Question

If angle $\theta$ is divided into two parts such that the tangent of one part is $\lambda$ times the tangent of the other part, and $\phi$ is their difference then show that $\sin \theta =\dfrac{\lambda +1}{\lambda -1}\sin \phi$ .

Answer 1

Hint: Try to simplify the left-hand side of the equation given in the question. Start by taking one part of the angle $\theta$ be x and the other part be y. Now form the equations given in the question and use the formula of sin(A+B) to solve the left-hand side of the equation given in the question.

Complete step-by-step answer:
Before we start with the solution, let us draw a diagram for better visualisation.

According to the question:
$x+y=\theta$
$x-y=\phi$
Now starting with the left-hand side of the equation that is given in the question. If we put $x+y=\theta$ in the expression, we get:
$\sin \theta$
$=\sin \left( x+y \right)$
Now we will divide and multiply the expression by sin(x-y). On doing so, we get
$\dfrac{\sin \left( x+y \right)\sin \left( x-y \right)}{\sin \left( x-y \right)}$
Now we know that $\sin \left( A-B \right)=\sin A\cos B-\cos A\sin B$ and $\text{sin}\left( A+B \right)=\sin A\cos B+\cos A\sin B$ . On using this in our expression, we get
$\dfrac{\sin x\cos y+\cos x\sin y}{\sin x\cos y-\cos x\sin y}sin\left( x-y \right)$
Now we will divide both the numerator and the denominator of the expression by cosxcosy. On doing so, we get
$\dfrac{\dfrac{\sin x\cos y}{\cos x\cos y}+\dfrac{\cos x\sin y}{\cos x\cos y}}{\dfrac{\sin x\cos y}{\cos x\cos y}+\dfrac{\cos x\sin y}{\cos x\cos y}}sin\left( x-y \right)$
We know that $\tan A=\dfrac{\sin A}{\cos A}$ .
$\therefore \dfrac{\dfrac{\sin x}{\cos x}+\dfrac{\sin y}{\cos y}}{\dfrac{\sin x}{\cos x}-\dfrac{\sin y}{\cos y}}sin\left( x-y \right)$
$=\dfrac{\tan x+\tan y}{\tan x-\tan y}sin\left( x-y \right)$
From the question, we can also say that: $\tan x=\lambda \tan y$ . So, substituting tanx in our expression, we get
$=\dfrac{\lambda \tan y+\tan y}{\lambda \tan y-\tan y}sin\left( x-y \right)$
$=\dfrac{\tan y\left( \lambda +1 \right)}{\tan y\left( \lambda -1 \right)}sin\left( x-y \right)$
$=\dfrac{\lambda +1}{\lambda -1}sin\left( x-y \right)$
Now substituting x-y as $\phi$ , we get
$=\dfrac{\lambda +1}{\lambda -1}sin\phi$
The left-hand side of the equation given in the question is equal to the right-hand side of the equation. Hence, we can say that we have proved the equation given in the question.

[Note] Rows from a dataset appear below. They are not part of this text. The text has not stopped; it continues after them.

PR #340, opened 2022-09-15
materialize-google-pubsub: enable multiple bindings to multiplex on topics

williamhbaker:
Related to https://github.com/estuary/flow/issues/673, specific to the PubSub materialization

**Description:**

Adds an additional optional field `identifier` to the resource config. This allows for configurations that can materialize multiple collections into the same topic. The `ResourcePath` for each binding must be unique, and providing unique `identifier`s per resource allows for `ResourcePath`s like `mytopic.identifier1`, `mytopic.identifier2` etc.

**Workflow steps:**

Configurations like this will now be possible, where two collections are materialized into the same PubSub topic:

```yaml
materializations:
  bobCo/multi-pubsub:
    endpoint:
      connector:
        image: "materialize-google-pubsub:local"
        config: ../flow/pubsub.config.yaml
    bindings:
      - resource:
          identifier: one
          topic: multiplex-topic
        source: bobCo/greetings1
      - resource:
          identifier: two
          topic: multiplex-topic
        source: bobCo/greetings2
```

The identifier is optional, so binding configurations like this are also possible:

```yaml
    bindings:
      - resource:
          identifier: one
          topic: multiplex-topic
        source: bobCo/greetings1
      - resource:
          identifier: two
          topic: multiplex-topic
        source: bobCo/greetings2
      - resource:
          topic: single-topic
        source: bobCo/greetings1
```

A configuration like this results in a validation error, since the bindings do not all have a unique combination of identifier + topic:
```yaml
    bindings:
      - resource:
          identifier: one
          topic: multiplex-topic
        source: bobCo/greetings1
      - resource:
          identifier: one # Error - identifier + topic are not unique
          topic: multiplex-topic
        source: bobCo/greetings2
      - resource:
          topic: single-topic
        source: bobCo/greetings1
      - resource:
          topic: single-topic # Also error
        source: bobCo/greetings1
```

The identifier is added to the published message as an "attribute", with the key of `identifier`. This will allow consumers to differentiate messages based on this attribute, and could also enable PubSub specific features like [filtering](https://cloud.google.com/pubsub/docs/filtering).

The [PubSub connector docs](https://docs.estuary.dev/reference/Connectors/materialization-connectors/google-pubsub/) will need to have this additional field added to them.

**Notes for reviewers:**

- - -
This change is [Reviewable](https://reviewable.io/reviews/estuary/connectors/340)

### DIFF
--- a/materialize-google-pubsub/transactor.go
+++ b/materialize-google-pubsub/transactor.go
@@ -3,6 +3,7 @@ package connector
 import (
 	"context"
 	"encoding/json"
+	"fmt"
 
 	"cloud.google.com/go/pubsub"
 	pf "github.com/estuary/flow/go/protocols/flow"
@@ -11,7 +12,13 @@ import (
 )
 
 type transactor struct {
-	topics []*pubsub.Topic
+	bindings []*topicBinding
+}
+
+type topicBinding struct {
+	identifier string
+	topicName  string
+	topic      *pubsub.Topic
 }
 
 // PubSub is delta-update only.
@@ -27,9 +34,11 @@ func (t *transactor) Store(it *pm.StoreIterator) error {
 	errGroup, ctx := errgroup.WithContext(it.Context())
 
 	for it.Next() {
-		topic := t.topics[it.Binding]
-		res := topic.Publish(ctx, &pubsub.Message{
-			Data:        it.RawJSON,
+		binding := t.bindings[it.Binding]
+		res := binding.topic.Publish(ctx, &pubsub.Message{
+			Data: it.RawJSON,
+			Attributes: map[string]string{
+				IDENTIFIER_ATTRIBUTE_KEY: fmt.Sprintf("%s/%s", binding.topicName, binding.identifier)},
 			OrderingKey: it.Key.String(), // Allows for reading of messages for the same key in order.
 		})
 
@@ -61,8 +70,8 @@ func (t *transactor) Acknowledge(context.Context) error {
 }
 
 func (t *transactor) Destroy() {
-	for _, topic := range t.topics {
+	for _, b := range t.bindings {
 		// Wait for all async messages to finished sending for each topic.
-		topic.Stop()
+		b.topic.Stop()
 	}
 }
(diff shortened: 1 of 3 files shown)


materialize-google-pubsub/transactor.go
```diff
@@ -27,9 +34,11 @@ func (t *transactor) Store(it *pm.StoreIterator) error {
...
 
 	for it.Next() {
-		topic := t.topics[it.Binding]
-		res := topic.Publish(ctx, &pubsub.Message{
-			Data:        it.RawJSON,
+		binding := t.bindings[it.Binding]
+		res := binding.topic.Publish(ctx, &pubsub.Message{
+			Data: it.RawJSON,
+			Attributes: map[string]string{
+				IDENTIFIER_ATTRIBUTE_KEY: fmt.Sprintf("%s/%s", binding.topicName, binding.identifier)},
```
willdonnelly, line 41: Would it be possible to have the default identifier value be `""` and then only include the identifier attribute if it's non-empty? That seems like it might be preferable for the simple use-cases.

materialize-google-pubsub/transactor.go
```diff
@@ -11,7 +12,13 @@ import (
 )
 
 type transactor struct {
-	topics []*pubsub.Topic
+	bindings []*topicBinding
+}
+
+type topicBinding struct {
+	identifier string
```
willdonnelly, line 19: Are the `identifier` and `topicName` fields used separately anywhere? If not it might be more efficient to move the whole `fmt.Sprintf` bit out into setup and just use the same string each time.

willdonnelly (approved):
LGTM although I'm not sold on the UX of having a `"$TOPICNAME/default"` attribute in cases where the user isn't using this multiple-bindings functionality.

materialize-google-pubsub/transactor.go
williamhbaker: Great idea, I updated the code to not include the attribute if the identifier is empty.

materialize-google-pubsub/transactor.go
williamhbaker: I thought about this some more and concluded that the `topicName` is totally redundant to include in the attribute to the topic, since all messages published to a topic will have the same topic name. So I was able to simplify this an remove the string formatting entirely.

Issue #327, opened 2022-08-16
Add OAuth to Google Sheets Materializations


dyaffe:
**Problem**
We currently support OAuth for Google Sheets on the captures side.  We should also add it to materializations.

travjenkins:
Moving over from UI to Connectors as that seems more appropriate.

PR #343, opened 2022-09-16
materialize-google-sheets: add oauth as authentication option

williamhbaker:
Closes https://github.com/estuary/connectors/issues/327

**Description:**

Adds OAuth 2.0 as an authentication option for the google sheets materialization connector.

This is not a backwards compatible change since it changes the shape of the schema around authentication credentials, so before merging this I will update any existing materializations that are not using the `v1` tagged connector image.

We'll also need a project set up with the `https://www.googleapis.com/auth/spreadsheets` scope for this to work.

**Workflow steps:**

Usable via the UI.

The sheets materialization docs will need updated according with this change.

**Notes for reviewers:**

- - -
This change is [Reviewable](https://reviewable.io/reviews/estuary/connectors/343)


mdibaiee (approved):
LGTM, thank you!

PR #344, opened 2022-09-19
source-s3: get object with context

williamhbaker:
**Description:**

Uses the passed-in context for `source-s3` `(*s3Store).Read`. This way the retrieving of objects can respect context timeouts.

Most notably, there is a timeout specified for [schema discovery](https://github.com/estuary/connectors/blob/353d119f03a004c6777fae7df67ffdd5b8f33c22/filesource/discovery.go#L111-L119), and without this timeout, it is possible that a single extremely large file will take an excessive amount of time to process.

**Workflow steps:**

**Notes for reviewers:**

Along these same lines, the `List` method doesn't use the provided context. Updating `List` to use a context would be a bit more complicated. I created a separate issue for that work, which isn't causing any immediate problems but might be good to take care of at some point: https://github.com/estuary/connectors/issues/345

Also, while investigating discovery from relatively large files, I found our parsing & _possibly_ inference processes surprisingly slow. If the parsing and inference were much faster, this particular context deadline would be less important, although still useful to have. I have some details to still work out for this, and have created a placeholder for an issue related to this potential optimization: https://github.com/estuary/flow/issues/681

- - -
This change is [Reviewable](https://reviewable.io/reviews/estuary/connectors/344)

### DIFF
--- a/source-s3/main.go
+++ b/source-s3/main.go
@@ -112,7 +112,7 @@ func (s *s3Store) List(_ context.Context, query filesource.Query) (filesource.Li
 	}, nil
 }
 
-func (s *s3Store) Read(_ context.Context, obj filesource.ObjectInfo) (io.ReadCloser, filesource.ObjectInfo, error) {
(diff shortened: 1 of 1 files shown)


willdonnelly (approved):
LGTM

Issue #341, opened 2022-09-16
source-kinesis flaky tests


williamhbaker:
I have seen test flakes in source-kinesis a couple of times. One example: https://github.com/estuary/connectors/actions/runs/3067998999/jobs/4954928763

The relevant message from the logs:

```
							      >	{
							      >	  "$schema": "http://json-schema.org/draft-07/schema#",
							      >	  "type": "object",
							      >	  "required": [
							      >	    "canary",
							      >	    "foo",
							      >	    "id"
Discovered bindings are wrong
							      >	  ],
							      >	  "properties": {
							      >	    "canary": {
							      >	      "type": "string"
							      >	    },
time="2022-09-16T12:58:33Z" level=info msg="caught signal" signal=terminated
							      >	    "foo": {
							      >	      "type": [
							      >	        "boolean",
							      >	        "integer",
							      >	        "string"
							      >	      ]
							      >	    },
							      >	    "id": {
							      >	      "type": "integer"
							      >	    }
							      >	  }
							      >	}
```

Re-running the test results in success.

PR #349, opened 2022-09-21
schema-inference: fix race condition

williamhbaker:
Closes https://github.com/estuary/connectors/issues/341

**Description:**

This fixes a race condition in handling the stdin/out pipes from running schema inference. It has been consistently causing the `source-kinesis` test to fail in an intermittent way. See [recent example](https://github.com/estuary/connectors/actions/runs/3094509636/jobs/5008268197).

Why is only the kinesis test failing? Apparently only `source-firestore` and `source-kinesis` use this code path, and `source-firestore` doesn't have an integration test that verifies bindings like the `source-kinesis` test. Although this change is primarily motivated by the desire to stop the test from flaking, I would imagine this could cause intermittent issues with discovery for both of these connectors in production.

The relevant line from the logs of failing tests is `"failed to decode schema, read |0: file already closed\"`. This arises from the inference code trying to read from a `stdout` that has already been closed by the concurrent call to `cmd.Wait`.

**Workflow steps:**

Run discovery with either `source-kinesis` or `source-firestore`.

N/A

**Notes for reviewers:**

The PR commit history illustrates forcing the failure to occur and then the fix:
- https://github.com/estuary/connectors/pull/349/commits/052bd84b4909b2c4da4621810db3ab071de98c6b adds a simulated delay to the existing code to make the failure inevitable
- https://github.com/estuary/connectors/pull/349/commits/5f2a6bf290f696cbc8bb89186a5721b0190d5835 fixes the race condition. The tests pass even with the artificial delay in place.
- https://github.com/estuary/connectors/pull/349/commits/3463fbed2e1e1dcb149212b591244be682fb6fc5 removes the artificial delay with the fix remaining in place.

- - -
This change is [Reviewable](https://reviewable.io/reviews/estuary/connectors/349)

### DIFF
--- a/schema_inference/inference.go
+++ b/schema_inference/inference.go
@@ -57,7 +57,6 @@ func Run(ctx context.Context, logEntry *log.Entry, docsCh <-chan Document) (Sche
 	})
 
 	errGroup.Go(func() error {
-		defer stdout.Close()
 		decoder := json.NewDecoder(stdout)
 
 		// Simulate a delay to reliably reproduce the race condition - the async call to cmd.Wait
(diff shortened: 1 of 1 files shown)


willdonnelly (approved):
LGTM.

Thanks for this, I had noticed Firestore discovery failing occasionally and I suspect this was the issue.

Issue #345, opened 2022-09-19
source-s3: object listing does not use context


williamhbaker:
In https://github.com/estuary/connectors/pull/344, the `source-s3` connector was updated to use the passed-in context for reading objects.

Object listing also does not use a context, and may be susceptible to extremely large folder listings taking an excessive amount of time, and not being governed by any context timeouts.

This issue is for updating the `source-s3` connector to use the passed-in context for listing.

PR #350, opened 2022-09-21
source-s3: use context for file listing

williamhbaker:
Closes https://github.com/estuary/connectors/issues/345

**Description:**

Threads the context through to the `source-s3` connector `List` operation. https://github.com/estuary/connectors/pull/344 accomplished the same thing for `Read`. This will allow for better handling of context cancellations or timeouts.

**Workflow steps:**

Should be minimal observable impact. This will eliminate the potential for very large and/or slow file listings to lock up schema discovery indefinitely.

N/A

**Notes for reviewers:**

I had initially thought this would take more work to get done, but it turned out to be pretty simple with the `filesource.ListingFunc` adapter already available. There wasn't much possible improvement I could see from refactoring the existing iterator code.

- - -
This change is [Reviewable](https://reviewable.io/reviews/estuary/connectors/350)

### DIFF
--- a/source-s3/main.go
+++ b/source-s3/main.go
@@ -172,13 +172,13 @@ func (l *s3Listing) Next() (filesource.ObjectInfo, error) {
 			}, nil
 		}
 
-		if err := l.poll(l.ctx); err != nil {
+		if err := l.poll(); err != nil {
 			return filesource.ObjectInfo{}, err
 		}
 	}
 }
 
-func (l *s3Listing) poll(ctx context.Context) error {
+func (l *s3Listing) poll() error {
 	var input = l.input
 
 	if l.output.Prefix == nil {
@@ -190,7 +190,7 @@ func (l *s3Listing) poll(ctx context.Context) error {
 		input.ContinuationToken = l.output.NextContinuationToken
 	}
 
-	if out, err := l.s3.ListObjectsV2WithContext(ctx, &input); err != nil {
+	if out, err := l.s3.ListObjectsV2WithContext(l.ctx, &input); err != nil {
 		return err
 	} else {
 		l.output = *out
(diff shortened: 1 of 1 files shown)


source-s3/main.go
```diff
@@ -106,10 +106,14 @@ func (s *s3Store) List(_ context.Context, query filesource.Query) (filesource.Li
...
 	}
 
-	return &s3Listing{
+	l := &s3Listing{
 		s3:    s.s3,
 		input: input,
-	}, nil
+	}
+
+	return filesource.ListingFunc(func() (filesource.ObjectInfo, error) {
```
willdonnelly, line 114: It feels a little bit weird to construct an `s3Listing` iterator and then wrap it in a closure. Perhaps add a `ctx` field to `s3Listing` instead?

source-s3/main.go
```diff
@@ -188,7 +192,7 @@ func (l *s3Listing) poll() error {
 		input.ContinuationToken = l.output.NextContinuationToken
 	}
 
-	if out, err := l.s3.ListObjectsV2(&input); err != nil {
+	if out, err := l.s3.ListObjectsV2WithContext(context.Background(), &input); err != nil {
```
willdonnelly, line 195: It feels like this was intended to use `ctx` rather than `context.Background()`?

willdonnelly (approved):
LGTM % two nits

source-s3/main.go
williamhbaker: Totally! Thanks.

source-s3/main.go
williamhbaker: Yeah I was trying perhaps a little too hard to not add a context field to a struct, but in this case it is probably more clear, and [not that big of a deal anyway](https://github.com/golang/go/issues/22602). Updated!

willdonnelly: Yeah, I agree with that guidance in general but IMO storing the context in a closure is morally equivalent to storing it in the struct proper.

The way to actually keep the spirit of those guidelines would be to refactor the listing iterator interface so it's `.Next(ctx)`, but I didn't recommend that because it looks like other filesource implementations wouldn't be able to use that (for example, see `source-gcs` which takes the context from `List()` and makes that part of its `*storage.ObjectIterator`)

PR #354, opened 2022-09-23
source-gcs: make ascendingKeys an advanced option

williamhbaker:
**Description:**

The source-gcs `ascendingKeys` configuration option requires careful thought if it is to be used. This configuration could easily have unintended consequences (as we have observed), so this makes it an advanced configuration.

Note: Be careful about the calculation and the signs while opening the brackets. The general mistake that a student can make is 1+x-(x-1)=1+x-x-1. Also, be careful about the signs in the formula of sin(A-B) and sin(A+B). Whenever you are dealing with an expression having cotangents, secant, and cosecant involved, it is better to convert it to an equivalent expression in terms of sine, cosine, and tangent, as most of the formulas we know are valid for sine, cosine, and tangents only.